1974'teki Kıbrıs çıkarmasına katılan bir asker anlatıyor:
“-Çok şiddetli bir taarruz vardı. Mermiler kulağımızın dibinden geçiyordu. Siperde daha önce hiç görmediğim bir asker yanıma yaklaştı. Belli ki bizim birlikten değildi. Bir zarf çıkardı ve:
“-Memlekete dönünce bu zarfı, üzerindeki adrese bırakır mısın?”
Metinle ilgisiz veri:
PR #1078, opened 2024-04-08
Force the new edge function url setting

travjenkins:
## Issues

https://github.com/estuary/ui/issues/1079

### 1079

- patched in setting the URL the way it does in the V2 library

### Manually tested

“-İkimiz de döneriz inşallah” dedim.
Israrla kendisinin dönemeyeceğini, benim ise memleketime ve aileme kavuşacağımı söylüyordu. Biraz isteksiz de olsa zarfı aldım. Ancak o çatışma sırasında birbirimizi kaybettik. Taarruz bitip memlekete döndüğümden bir-iki yıl sonra eski eşyaları karıştırırken o zarfı buldum. Unuttuğum görevi, geç de olsa yerine getirmek için İstanbul'a gittim. Üzerindeki adres, Aksaray'daki eski bir eve götürdü beni. Kapıyı yaşlı bir amca açtı.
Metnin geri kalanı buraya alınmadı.